Correlations between changes (delta) in PERK with those of LDH leakage and changes in Nrf2 and reactive oxygen species (ROS) in PBMCs. a) Correlation between changes in PERK mRNA with those of LDH leakage (%). b) Correlation between changes in Nrf2 mRNA with those of ROS.

Fig. 6.

Effect of multiple (5) cycles of ischemia-reperfusion on PERK, IRE1, and Nrf2 gene expression in PBMCs derived from PAD patients. (a) mRNA expression of PERK, IRE1, and Nrf2; (b) nuclear ATF4, XBP1, and Nrf2 concentrations. mRNA was analyzed by quantitative real-time PCR; normalized gene expression levels are given as the ratio between the mean value for the target gene and β-actin in each sample.
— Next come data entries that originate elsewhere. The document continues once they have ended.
PR #1665, opened 2015-03-31
Optimization of RP registration

amarzavery:
- Made ARM mode RP registration commands public
- Brought ASM mode RP registration commands in working condition
- Re-factored provider registration logic, to make things simpler


yugangw-msft:
lgtm

PR #1675, opened 2015-04-06
Do not cache registered namespace in local .azure\azureprofile.json

yugangw-msft:
Rather detect the error of 409 and give out an instruction which tell users to execute provider register command. Caching is generally disliked, because of not simple coding logic, command parallel running scenario support, etc.
Also modify"provider [register/unregister]" commands to polling the provider state to ensure the command went through


yugangw-msft:
I tried and decided not to write an extra test for verifying the error message. The reason is that "unregistering a provider" could take a very long time, and the command might exit with a warning the provider still staying at "unregistering", when the test continues to create a resource, it will land up with a different  error. I can hack it up to get the test going, but it will sure cause confusion when someone else tries to run the test live sometime later. Unregistering a provider is not a common scenario anyway.

lib/util/profile/subscription.js
```diff
@@ -263,15 +217,33 @@ _.extend(Subscription.prototype, {
...
-        });
+      self._waitForRegistrationComplete(client, false, numRetries, namespace, function (err) {
+        if (err) {
+          log.warn(util.format($('Unregistration is still ongoing. You can execute \'Azure Provider Show\' to monitor the status')));
+        }
+        callback();
+      });
+    });
+  },
+
```
amarzavery: Please document the function.
```
/**
 *
 *
*/
```

lib/util/profile/subscription.js
```diff
@@ -263,15 +217,33 @@ _.extend(Subscription.prototype, {
...
       }
-      //remove the namespace from the list of registered resource namespaces
-      if (self.registeredResourceNamespaces) {
-        self.registeredResourceNamespaces = 
-          self.registeredResourceNamespaces.filter(function (item) {
-            return (!utils.ignoreCaseEquals(item, namespace));
-        });
+      self._waitForRegistrationComplete(client, false, numRetries, namespace, function (err) {
+        if (err) {
+          log.warn(util.format($('Unregistration is still ongoing. You can execute \'Azure Provider Show\' to monitor the status')));
```
amarzavery: azure --> 'a' should be lower case

lib/util/utils.js
```diff
@@ -211,6 +212,19 @@ function createFollowRedirectFilter() {
 
 exports.createFollowRedirectFilter = createFollowRedirectFilter;
 
+polishErrorCausedByArmProviderNotRegistered = function () {
+  return function handle(resource, next, callback) {
+    var nextStream = next(resource, function (err, response, body) {
+      if (err && response && response.statusCode === 409) {
+        err.message = util.format('%s You can register it by executing the command of \'azure provider register\'.', 
+                                  err.message);
```
amarzavery: fix indentation

yugangw-msft: sorry, i saw it wrong. The indent is correct as it is the last function  parameter

lib/util/profile/subscription.js
yugangw-msft: fixed

lib/util/profile/subscription.js
yugangw-msft: added

PR #1677, opened 2015-04-07
update tests to works with VS mocha runner

yugangw-msft:


yugangw-msft:
Let us see whether we can make the test suite inherit from mocha base suite. If it turns out too costly, merge this one.

yugangw-msft:
reviewed and merge

PR #1696, opened 2015-04-15
Get 'token entry' encoding works when there is no refresh token (log in using a service principal)

yugangw-msft:
it is well known that under non interactive flow, adal will not give us the refresh token when xplat logs in as a service principal. So we need to handle this case


yugangw-msft:
the CI failure is not caused by my change.

PR #1698, opened 2015-04-16
Prompt for template params when parameters(obj) and parameters(file) are...

vivsriaus:
... not specified. Also change -r switch in group create deployment to --nowait

### DIFF
--- a/lib/commands/arm/group/groupUtils._js
+++ b/lib/commands/arm/group/groupUtils._js
@@ -365,7 +365,7 @@ function getTemplateParams(cli, subscription, options, _)
            options.galleryTemplate,
            _);
 
-  var paramKeys = new Object();
+  var paramKeys = {};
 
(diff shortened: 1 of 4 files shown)


azurecla:
    <p>
    </p>
    <p>
    </p>

TTYL, AZPRBOT;

lib/commands/arm/group/groupUtils._js
```diff
@@ -265,6 +265,18 @@ function createDeploymentParameters(cli, subscription, resourceGroup, options, _
     deploymentParameters = JSON.parse(utils.stripBOM(jsonFile));
   } else if (options.parameters) {
     deploymentParameters = JSON.parse(options.parameters);
+  } else {
```
amarzavery: This option will come into action when the user does not provide anything (-p or -e) for parameters. Is my understanding correct?

vivsriaus: @amarzavery That is indeed correct

PR #1699, opened 2015-04-16
fix the hang when login using invalid service principal key

yugangw-msft:


lib/util/authentication/adalAuth.js
```diff
@@ -168,26 +168,47 @@ function loadServicePrincipalKey(appId, tenantId, callback) {
...
+              //will fail
+              removeInvalidServicePrincipalKey(self.appId, self.authConfig.tenantId, function(errorOnRemove){
+                if (errorOnRemove) {
+                  //this error would be rare, but warn still, just in case.
+                  logging.warn($('Failed to clean up invalid credentils for service principal'));
+                }
+                return callback(util.format($('Unable to acquire token due to error of: %s'), err.message));
+              });
+          } else {
+            return callback(null, 'Bearer', result.accessToken);
```
amarzavery: result.tokenType

yugangw-msft:
VM test flakiness on node 0.8, nothing to do with this PR. Have communicated with the owner, will track and fix

Issue #1688, opened 2015-04-10
group deployment show errors with "Invalid $filter 'provisioningState eq ''' specified in the query string"


paulmey:
This error comes directly from the API's:

```console
silly:   requestOptions
silly:   {
silly:       rawResponse: false,
silly:       queryString: {},
silly:       method: 'GET',
silly:       headers: { user-agent: 'WindowsAzureXplatCLI/0.8.17', Content-Type: 'application/json; charset=utf-8' },
silly:       url: "https://management.azure.com/subscriptions/c33f5e65-247c-4819-8bcc-0cb2c3b354df/resourcegroups/hack/deployments/?$filter=provisioningState%20eq ''&api-version=2014-04-01-preview"
silly:   }
silly:   returnObject
silly:   {
silly:       statusCode: 400,
silly:       header: {
silly:           x-ms-routing-request-id: 'WESTUS:20150410T212413Z:88362d40-ba3e-4229-90a8-1ed94851db7d',
silly:           date: 'Fri, 10 Apr 2015 21:24:13 GMT',
silly:           x-ms-correlation-request-id: '88362d40-ba3e-4229-90a8-1ed94851db7d',
silly:           strict-transport-security: 'max-age=31536000; includeSubDomains',
silly:           expires: '-1',
silly:           x-ms-request-id: '88362d40-ba3e-4229-90a8-1ed94851db7d',
silly:           pragma: 'no-cache',
silly:           x-ms-failure-cause: 'gateway',
silly:           x-ms-ratelimit-remaining-subscription-reads: '31998',
silly:           content-length: '136',
silly:           content-type: 'application/json; charset=utf-8',
silly:           cache-control: 'no-cache'
silly:       },
silly:       body: "{"error":{"code":"InvalidProvisioningStateFilter","message":"Invalid $filter 'provisioningState eq ''' specified in the query string."}}"
silly:   }
error:   Invalid $filter 'provisioningState eq ''' specified in the query string.
```

amarzavery:
closing this issue as the corresponding PR has been merged.

Issue #1692, opened 2015-04-13
azure role assignment list fails


yangl900:
Running 

'''
azure role assignment list
'''

returns:
error:   The filter 'principalId eq ''' is not supported. Supported filters are either 'atScope()' or 'principalId eq '{value}''.

the default role assignment listing should not pass in principalId filter. this seems a regression.

yugangw-msft:
Vivek, could you take a look? Come by if you need more context.

amarzavery:
I have almost completed this issue. Will send a PR shortly. Please review it.

amarzavery:
closing this issue as the corresponding PR has been merged.

PR #1703, opened 2015-04-17
do not provide empty string for filtering while showing or listing (resource/deployment)

amarzavery:
fixed issue #1688 and #1692


amarzavery:
#1688 and #1692

vivsriaus:
@amarzavery LGTM as long as the build passes :)

PR #1739, opened 2015-05-06
Perf improvement of xplat general command loading

yugangw-msft:
Using my lenovo carbon x1 laptop, this change improves the loading time from 9.1 s to 4.2 s, mainly by removing the dependency on azure roll-up package 
I also removed the code of plugin caching. The reason is the reloading has been disabled for an unresolved error since last September, so this feature has been useless. Also it charges 600 ms by writing on the file every time you run a command. So it is obvious that this code has to go. But, we can still pick it up if we can figure out the failure point, and also the plugin caching still provides good code snippets we can port.


lib/util/utils.js
```diff
@@ -113,67 +109,64 @@ exports.createWebSiteExtensionsClient = function (siteName, hostNameSuffix, user
...
+  var factoryMethod = require('./../commands/arm/temporary/storage').createStorageManagementClient;
+  return _createArmClient(factoryMethod, subscription);
 };
 
 exports.createComputeResourceProviderClient = function (subscription) {
-  var computeClient = require('./../commands/arm/armsdk/compute');
-  var functionName = 'createComputeManagementClient';
-  azure[functionName] = computeClient.createComputeManagementClient;
-  return _createArmClient(functionName, subscription);
+  var factoryMethod = require('./../commands/arm/armsdk/compute').createComputeManagementClient;
```
amarzavery: since we are at it.. i am thinking we should do the change of consuming the latest version of azure-sdk-for-node and complete it. What do you think Yugang?

amarzavery:
LGTM

lib/util/utils.js
yugangw-msft: I thought about that too, but the current decision is to let partner service team do it, right? If we still like do it ourselves, we can do it in the next PR such as partition the utils.js?

PR #2894, opened 2016-05-23
CPlat PR : Fix BGInfo's major version search issue

huangpf:


lib/commands/arm/vm/vmClient._js
```diff
@@ -179,12 +184,12 @@ __.extend(VMClient.prototype, {
...
 
     // Enable BGInfo for Windows VM if found
-    if (found) {
+    if (foundBginfoExt) {
       var bgInfoParams = {
         resourceGroupName: resourceGroupName,
         osType: osType,
         location: location,
-        version: foundVersion
+        version: foundMajorVersion
```
yugangw-msft: If i understand it right, the bgInfoParams.version is now being used for 2 purposes, a boolean flag and a string with the real version. If yes, then i would suggest a new field called "versionFound", and also the code set the real "version" right here. This should help the readability

huangpf: OK. Thanks.

huangpf:
@amarzavery Could you please help review? Thanks.

PR #2902, opened 2016-05-25
CPlat : VMSS Scaleout Command

huangpf:


test/commands/arm/vmss/arm.vmss-create-tests.js
```diff
@@ -230,6 +230,26 @@ describe('arm', function() {
           done();
         });
       });
+            
+      it.skip('vmss scale up should pass', function (done) {
```
amarzavery: @huangpf - Why are the tests skipped?

huangpf: Dear @amarzavery, I'm still trying to get the tests recorded. As it takes long time to record, & redo everytime if it fails... Please help wait a bit, thanks...

PR #2903, opened 2016-05-25
expose a switch to use file based token storage

yugangw-msft:


lib/util/authentication/adalAuth.js
```diff
@@ -25,10 +25,12 @@ var adal = require('adal-node');
 var utils = require('../utils');
 var defaultTokenCacheFile = path.join(utils.azureDir(), 'accessTokens.json');
 
+var useSecureTokenStorage = utils.ignoreCaseEquals(process.env['AZURE_USE_SECURE_TOKEN_STORAGE'], 'true') ||
```
amarzavery: @yugangw-msft  - why can't we keep this simple as follows?
```
var useSecureTokenStorage = false;
if (process.env['AZURE_USE_SECURE_TOKEN_STORAGE']) useSecureTokenStorage = true;
```
I don't care if the user set's it true, True, Foo, 1. If it is a truthy value then we use the secure tokenCache. If it is a falsy value (0, undefined)then we don't.

yugangw-msft: There is no truthy values, it is either set or not set unless we parse the value
For now till the SDLC gets approved. People must opt-in the file storage explicitly. With you proposed change, the file based storage becomes the default, which is not what we want.
This flag, for most people, should be completelytransparent. With that, i like people who set the flag will see no behavior change once we switch the default value.

PR #2911, opened 2016-05-31
Remove custom 409 error handling from powerbi create command since it's not always accurate.

mattmazzola:
The 409 can mean either name conflict with existing workspace collection or also be returned due to the subscription not having the Microsoft.Powerbi RP registered.  Removing the custom error handling and allowing the original error to be thrown will ensure proper response body / error message is displayed.


mattmazzola:
@amarzavery This pull request is response to your email about wrong error message being printed.  I think this change will prevent the wrong error message from being returned since no longer attempt to cover it with a friendly message.

haocs:
@mattmazzola - could you please target your PR to release-0.10.1 branch since it will be included in this release.

mattmazzola:
Ok, closing this and re-opening as #2912

PR #2912, opened 2016-05-31
Remove custom 409 error handling from powerbi create command since it's not always accurate.

mattmazzola:
The 409 can mean either name conflict with existing workspace collection or also be returned due to the subscription not having the Microsoft.Powerbi RP registered. Removing the custom error handling and allowing the original error to be thrown will ensure proper response body / error message is displayed.


mattmazzola:
Duplicate of #2911 with target branch changed to release-0.10.1

PR #2913, opened 2016-06-01
Fix bug in batch account update command

xingwu1:
* 
* 
*


haocs:
@xingwu1 - could you target your PR to release-0.10.1 branch since it will be included in this release? thanks

PR #2914, opened 2016-06-01
Fix bug in batch account update command.

xingwu1:
* 
* 
*


xingwu1:
@haocs resend PR at correct branch.

PR #2922, opened 2016-06-03
CLI: table output improved

romangromov:
This improvement should allow to avoid constructions like `row.cell('cell', value || '');` as `''` will be substituted automatically

@amarzavery @yugangw-msft please merge

### DIFF
--- a/lib/util/logging.js
+++ b/lib/util/logging.js
@@ -224,6 +224,14 @@ log.table = function (level, data, transform) {
       }
     }
 
+    for (var i in table.lines) {
+      for (var column in table.columns) {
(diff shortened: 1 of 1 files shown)


haocs:
@romangromov - Looks like it will traverse each table.line and scan all column property against that line. Will it potentially cause a performance issue?

romangromov:
This change is required for CLI automatic generator as currently (in the manually written CLI code) required fields names are hardcoded and every field value that can be potentially `undefined` is added via `||` operator.
Generator needs to iterate over all object fields recursively and it is impossible to define that field value should be replaced with an empty string before all the table columns are known.

Issue #2767, opened 2016-04-15
vm extension set: No way to specify autoUpgradeMinorVersion


ahmetalpbalkan:
CLI Version: **0.9.19**
Mode: **ARM**

ASM mode had a feature to let users pick the highest minor version of a VM extension through version syntax, such as `1.*`. So if I run:

    [asm] azure vm extension set [...] Extension Namespace 1.*

I will get the highest `minor` version with `major=1`. This feature was already there in ASM because it's a feature of Service Management APIs and has nothing to do with client-side.

Now, in ARM, there is no way of doing this and this is actually a pretty useful/important feature we should be encouraging users to follow. ARM does not accept `1.*` syntax anymore, but in the extension properties it accepts an object:

    "autoUpgradeMinorVersion": true,

With that, users can pick the highest version and just type `1.0` but a version like `1.5` will get installed to their VM. To make this happen we need a `--autoUpgradeMinorVersion` argument that would set the respective object key in request JSON to true.

Don't ever worry what autoUpgradeMinorVersion means, it is a long story and it doesn't mean an upgrade.

sauryadas:
@huangpf Is this something available in the API that we could set or does the service API need to be modified to allow for a autoUpgradeMinorVersion parameter?

ahmetalpbalkan:
@sauryadas it exists in the API already, but no way to set it in the CLI, that's the issue.

ahmetalpbalkan:
folks, any updates? this should be very easy to add.

yugangw-msft:
@huangpf, I assume your own the command? This field is already circulated in the help file, and you just need to expose the option.

ahmetalpbalkan:
@huangpf ping.

huangpf:
I think we shall expose this parameter for users. + @sauryadas @sharadagarwal FYI

huangpf:
![tumblr_nncf71ayoa1qaorn7o1_r4_500 1](https://cloud.githubusercontent.com/assets/3858524/16087151/db7f89ca-32d6-11e6-9c23-97e97a43ee3d.gif)

PR #2943, opened 2016-06-17
Exposed  --autoUpgradeMinorVersion  for vm extension. Resolved issue  #2767

shraddhaagrawal:
@huangpf and @sauryadas Please check


lib/commands/arm/vm/vmClient._js
```diff
@@ -2070,3 +2070,4 @@ __.extend(VMClient.prototype, {
 
 
 module.exports = VMClient;
+
```
huangpf: This file's change shall be reverted.

lib/commands/arm/vm/vmExtensionProfile._js
```diff
@@ -913,6 +913,7 @@ __.extend(VMExtensionProfile.prototype, {
       virtualMachineExtensionType: params.extensionName,
       typeHandlerVersion: params.version,
       settings: null,
+	  autoUpgradeMinorVersion: params.autoUpgradeMinorVersion,
```
huangpf: Alignment problem. Please use editor that can view and edit spaces.

huangpf:
Please add test case. Then it looks good to me. Thanks.

huangpf:
Should fix #2767

lib/commands/arm/vm/vmExtensionProfile._js
huangpf: If this parameter is not specified, is it ```false```, ```null```, or ```undefined```?

The code logic should be:
1) not specify => null
2) specify  => true

Please refer to: https://developer.mozilla.org/en-US/docs/Web/JavaScript/Reference/Operators/Comparison_Operators

shraddhaagrawal:
Thanks @huangpf  
closed following comments-
1.Alignment Issue
2.If parameter is not specified then it is null.
3.Added test cases and recorded files for record mode.
4.Revert changes in vmClient file.
Please review.

lib/commands/arm/vm/vmExtensionProfile._js
```diff
@@ -913,6 +913,7 @@ __.extend(VMExtensionProfile.prototype, {
       virtualMachineExtensionType: params.extensionName,
       typeHandlerVersion: params.version,
       settings: null,
+      autoUpgradeMinorVersion: null,
```
huangpf: @shraddhaagrawal 
You should evaluate the ```options.autoUpgradeMinorVersion```. I think currently it's always set to ```null```?

test/commands/arm/vm/arm.vm.extension-tests.js
```diff
@@ -178,6 +179,28 @@ describe('arm', function() {
...
+        });
+      });
+	  
+	  it('Extension Get should should give autoUpgradeMinorVersion=true ', function(done) {
+        this.timeout(vmTest.timeoutLarge);
+        var cmd = util.format('vm extension get %s %s --json', groupName, vmPrefix).split(' ');
+        testUtils.executeCommand(suite, retry, cmd, function(result) {
+          result.exitStatus.should.equal(0);
+          var allResources = JSON.parse(result.text);
+		  allResources[1].autoUpgradeMinorVersion.should.be.true;
```
huangpf: alignment...

lib/commands/arm/vm/vmExtensionProfile._js
shraddhaagrawal: @huangpf  Please check line 951 where code is evaluating params.autoUpgradeMinorVersion and setting value of autoUpgradeMinorVersion = true.

huangpf: OK, interesting. I guess other extension commands will actually set this parameter and when it comes to this common code path, it will take if it’s set. And it’s just now for our generic extension command to expose it.

The PR looks good to me, and should be ready to merge.

huangpf:
@amarzavery @haocs Could you please help review the fix for #2767? Thanks

amarzavery:
LGTM

lib/commands/arm/vm/vm._js
```diff
@@ -586,6 +586,7 @@ exports.init = function (cli) {
       .option('-t, --tags <tags>', $('Tags to set to the resource group. Can be mutliple. ' +
               'In the format of \'name=value\'. Name is required and value is optional. For example, -t tag1=value1;tag2'))
       .option('-q, --quiet', $('quiet mode, do not ask for uninstall confirmation'))
+      .option('-U, --auto-upgrade-minor-version', $('Enable auto-upgrade across minor version'))
```
ahmetalpbalkan: Documentation is not good here. It means:

    Pick the highest minor version of the extension

amarzavery: @ahmetalpbalkan - I do not have full context on this scenario. Can you please suggest better help text?
/cc @huangpf @sharadagarwal

ahmetalpbalkan: @amarzavery I already did above. Unfortunately the name is quite misleading, I don't know why CRP folks picked such a name. This is the equivalent of the `1.*` notation before, i.e. it picks the highest minor version of the specified major version during the deployment time. Only the hotfixes are applied to the extension afterwards. So we never auto-upgrade to new minor versions...

huangpf: It actually looks fine to me, as least it's not a blocking issue. But we have other PRs to submit for this sprint. I would suggest we change them altogether by then.

@sharadagarwal In the next few PRs, please inquire @sauryadas for the best help texts for updated command/parameters, as he owns this part. Thanks.

ahmetalpbalkan: not sure how it looks fine to you. it is 100% inaccurate

PR #2945, opened 2016-06-18
Azure CPlat PR -- Fix VMSS QC & VM Tests

huangpf:


huangpf:
@amarzavery @haocs Could you please help review? Thanks.

lib/commands/arm/vm/vm._js
```diff
@@ -90,6 +90,7 @@ exports.init = function (cli) {
     .option('-k, --vnet-subnet-address-prefix <vnet-subnet-address-prefix>', $('the virtual network subnet address prefix in IPv4/CIDR format'))
     .option('-r, --availset-name <availset-name>', $('the availability set name'))
     .option('-o, --storage-account-name <storage-account-name>', $('the storage account name'))
+    .option('--storage-account-type <storage-account-type>', $('the storage account type for to-be-generated storage account, default Premium_LRS'))
```
amarzavery: There is no account type with the latest version of azure-arm-storage library. Are you sure you want to do this?

amarzavery: There was breaking change in their API, in the way storage accounts are created. Please take a look: https://github.com/Azure/azure-rest-api-specs/blob/master/arm-storage/2016-01-01/swagger/storage.json#L574

huangpf: I think I already updated the creation parameter accordingly:
```
    stoParams.sku = { name: storageType };
    stoParams.kind = 'Storage';
```

amarzavery: Ah I see. Thanks

PR #3113, opened 2016-08-22
disable validate authority

amarzavery:
* disable validate authority for AzureStack


amarzavery:
@shriramnat - This PR adds support for disabling validation authority for azure stack

PR #3125, opened 2016-08-30
Fix #3118: Add '-w, --public-ip-domain-name' to 'azure vm quick-create'

### LINKED ISSUE #3118: `azure vm quick-create` needs option for DNS label
- CLI Version: 0.10.3
- OS Type: Linux (RedHat)
- Installation via:  npm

Data are expressed as mean ± SD; *p < 0.01 vs control.

Fig. 7.

Oxidative stress and cytotoxicity in PBMCs derived from PAD patients submitted to multiple (5) cycles of ischemia-reperfusion. (a) reactive oxygen species formation (ROS), (b) malondialdehyde (MDA) and glutathione (GSH) concentrations in culture media, (c) LDH leakage and apoptosis. Data are expressed as mean ± SD; *p < 0.01 vs control.

Fig. 8.

Requirement of PERK, IRE1, and Nrf2 for PBMC survival after multiple (5) cycles of I-R. (a) LDH leakage, (b) apoptosis. Data are expressed as mean ± SD; *p < 0.01 vs cycle 1. ^¶p < 0.01 vs multiple I-R; ^§p < 0.05 vs multiple I-R; GSKc39 = GSK compound 39, trigo = trigonelline.